Restore Hayes Street to Public Use.

Final MOCAC Meeting Recap

update December 17, 2025
At the final MOCAC meeting, a substantive public comment questioning the prioritization of new initiatives and associated expenditures was initially omitted from the draft minutes and was only added after follow-up by community members. The episode underscores how narrowly public input can be captured — and how dependent the official record can be on after-the-fact corrections.

The concerns outlined below regarding the timing and structure of public comment during the meeting itself remain unchanged.

When Public Comment Disappears at the Finish Line

At the final meeting of the MOCAC, several members of the public showed up expecting to participate in the discussion.

They weren’t able to.

While a brief general public comment period was offered, no opportunity was provided for the public to address the committee before or during consideration of the agenda items themselves. As agenda items moved forward, multiple people attempted to speak and were shut down, creating visible frustration in the room.

This was especially concerning given that the Public Life Study a topic residents and small businesses have repeatedly sought to discuss, was taken up at the very top of the meeting. The presentation was delivered by the Supervisor’s aide, who left immediately afterward. With public comment deferred to the end of the agenda, there was no opportunity to ask questions, raise concerns, or engage on the study at all. The Public Life Study carries an estimated cost of $450,000, a scale of investment that typically warrants clear public engagement and opportunity for questions.
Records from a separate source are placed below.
PR #2467, opened 2026-07-30
Fixes #2466 Restore the application molecule builder editor

### LINKED ISSUE #2466: Cannot create an Application Molecule Builder: no component for ICreatePresenter<ApplicationMoleculeBuilder>
Regression from #2412 (commit e20a4344f, "Remove dead code").

rwmcintosh:
This presenter/view cluster is only ever resolved through the ICreatePresenter<> registration convention, so it had no static references and #2412 removed it as dead code. Creating an application molecule builder has thrown ever since, from both the tree context menu and the application editor grid.

Fixes #2466


rwmcintosh:
Straight re-add of previously removed code

PR #2502, opened 2026-08-20
Fixes #2313 Cannot create simulation if PV contains a formula based on the parameter in the individual

### LINKED ISSUE #2313: Cannot create simulation if PV contains a formula based on the parameter in the individual
Happens both in 12.2 and 13. 

[bug_PV_Individual.zip](https://github.com/user-attachments/files/26377308/bug_PV_Individual.zip)
In the project attached, there is an entry in PV which is defined by the formula:

In this formula, `AeffVariabilityFactor` refers to the individual parameter `Organism|Lumen|Effective surface area variability factor` :

Image

When trying to create a new simulation with the only module and the only individual in this project - it fails because the parameter `Organism|Lumen|Effective surface area variability factor` could not be found.

Object Type | Object Name | Building Block Type | Building Block Name | Message | Origin
-- | -- | -- | -- | -- | --
Parameter Value | Effective surface area | Parameter Values Building Block | S1 - Parameter Values | Parameter 'Effective surface area' with path 'S2\|Organism\|Lumen\|Caecum\|Effective surface area' references an entity with path 'S1\|Organism\|Lumen\|Effective surface area variability factor' that cannot be found | Simulation

Another problem: in the PV, the formula list is empty, ~so not sure where the (only) formula in the PV refers to:~
EDIT: seems to be just a refresh issue; after closing/reopening the project the formula appears in the list

To recreate the problem from scratch:
* remove the entry from PV
* Update the simulation S1 from Building blocks
* In the simulation S1:
  * Overwrite the formula of `Organism|Lumen|Caecum|Effective surface area` with a const value
    
  * Reset the value of of `Organism|Lumen|Caecum|Effective surface area` to its original formula by clicking on the Reset button
    
* Commit the simulation S1 to building blocks

rwmcintosh:
Fixes #2313 

When a simulation parameter is committed to a Parameter Values / Initial Conditions building block, its formula references were cloned verbatim from the built model, keeping the simulation-root prefix (e.g. `S1|Organism|...`). On a later build `TopContainerPathReplacer` only re-roots paths starting with a top-container name, so the stale `S1` was never rewritten and the reference failed to resolve in the new simulation.

Fix: strip the model-root (simulation) name from the committed formula references (inverse of `TopContainerPathReplacer`) so the building block stores model-relative paths. Covers both ParameterValue and InitialCondition commits.

Note: projects already saved with an `S1`-rooted formula in a building block's FormulaCache are not auto-healed; delete the affected PV and its cached formula, then re-commit.

## Summary by CodeRabbit

- **Bug Fixes**
  - Fixed formulas added from simulation quantities so absolute references correctly omit the simulation model root.
  - Preserved relative formula references when adding path/value entities.

- **Tests**
  - Added coverage for both absolute references requiring cleanup and relative references that should remain unchanged.

### DIFF
--- a/src/MoBi.Core/Commands/AddPathAndValueEntityFromQuantityInSimulationCommand.cs
+++ b/src/MoBi.Core/Commands/AddPathAndValueEntityFromQuantityInSimulationCommand.cs
@@ -3,6 +3,7 @@ using MoBi.Core.Domain.Model;
 using OSPSuite.Core.Domain;
 using OSPSuite.Core.Domain.Builder;
 using OSPSuite.Core.Domain.Services;
+using OSPSuite.Utility.Extensions;
 using MoBi.Assets;
 using MoBi.Core.Domain.Services;
 using MoBi.Core.Helper;
@@ -41,6 +42,7 @@ namespace MoBi.Core.Commands
             return;
 
          var pathAndValueEntity = CreateNewEntity(context);
+         removeSimulationRootFromFormulaReferences(pathAndValueEntity);
          ObjectType = _objectTypeResolver.TypeFor(pathAndValueEntity);
          Description = AppConstants.Commands.AddedPathAndValueEntity(pathAndValueEntity, _buildingBlock.Name, ObjectType);
          _buildingBlock.Add(pathAndValueEntity);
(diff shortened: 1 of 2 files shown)


rwmcintosh:
@coderabbitai review please

Yuri05 (approved):

PR #2506, opened 2026-08-21
Fail a qualification run when errors are logged

### LINKED ISSUE #2505: Fail a qualification run when errors are logged
Follow-up to Open-Systems-Pharmacology/QualificationRunner#144.

During a qualification run, some conditions that degrade a simulation are only logged, so the CLI still exits `0` and the QualificationRunner reports success even though the results may be wrong. Logged severity currently has **no effect on control flow** — only a thrown exception changes the CLI exit code.

### Fail the run when an error is logged (enforcement gate)
Add an error-counting `ILoggerProvider` to `MoBi.CLI`, registered on the shared `ILoggerCreator` **only for the qualification command**. After `RunBatchAsync`, if any `Error`/`Critical` message was logged, set a non-zero exit code. QualificationRunner already treats a non-zero exit as an invalid project, so no change is needed there.

Files:
- `src/MoBi.CLI/ErrorCountingLoggerProvider.cs` (new)
- `src/MoBi.CLI/Program.cs`

This mirrors the same gate being added to PK-Sim. The result-changing snapshot-mapping reclassifications from QualificationRunner#144 live in `PKSim.Core` (the compound/simulation mappers), so MoBi only needs the general CLI gate as the safety net.

A branch with this change (`qualification-fail-on-logged-errors`) has been prepared and builds clean (`MoBi.CLI`: 0 warnings, 0 errors); a PR will follow.

rwmcintosh:
Fixes #2505

Logged errors during a qualification run now set a non-zero exit code so the QualificationRunner stops instead of reporting success with wrong results.

Adds an error-counting logger provider to `MoBi.CLI`, registered for the qualification command; any `Error`/`Critical` message logged during the run fails it.

Mirror of PK-Sim Log error return code.

### DIFF
--- a/src/MoBi.CLI/ErrorCountingLoggerProvider.cs
+++ b/src/MoBi.CLI/ErrorCountingLoggerProvider.cs
@@ -1,0 +1,47 @@
+﻿using System;
+using System.Threading;
+using Microsoft.Extensions.Logging;
+
+namespace MoBi.CLI
+{
+   public class ErrorCountingLoggerProvider : ILoggerProvider
+   {
+      private int _errorCount;
+
+      public bool HasErrors => _errorCount > 0;
+
+      public ILogger CreateLogger(string categoryName) => new ErrorCountingLogger(this);
+
+      private void increment() => Interlocked.Increment(ref _errorCount);
+
+      public void Dispose()
+      {
+      }
+
+      private class ErrorCountingLogger : ILogger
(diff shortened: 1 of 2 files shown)


rwmcintosh:
@coderabbitai review please

msevestre (approved):
I am ok with the code duplication with PKSim here.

The same dynamic applied to unresolved traffic mitigation questions, another area where public input has been consistently requested. HVS has repeatedly sought engagement from SFMTA staff, including the presenter referenced during the meeting, on key conditions and impacts in Hayes Valley. With public comment deferred, those questions once again went unanswered — underscoring how advisory committees can functionally limit, rather than facilitate, public engagement.

Adding to the frustration, while the agenda indicated three minutes per speaker, members of the public were limited to two minutes, further constraining what little opportunity to speak remained.

The meeting was run under clear time pressure, and facilitation was brisk. Whether intentional or not, the effect was the same: public participation was effectively closed at a moment when it mattered most.

Adding to the concern, this was the committee’s final meeting. There is no next meeting to correct the process — and as of now, materials and presentations referenced during the meeting have still not been posted, leaving the public without a way to review what was discussed or decided.

Advisory committees exist to bring public voice into civic decision-making. Sunsetting a committee should not mean sidelining that voice at the end.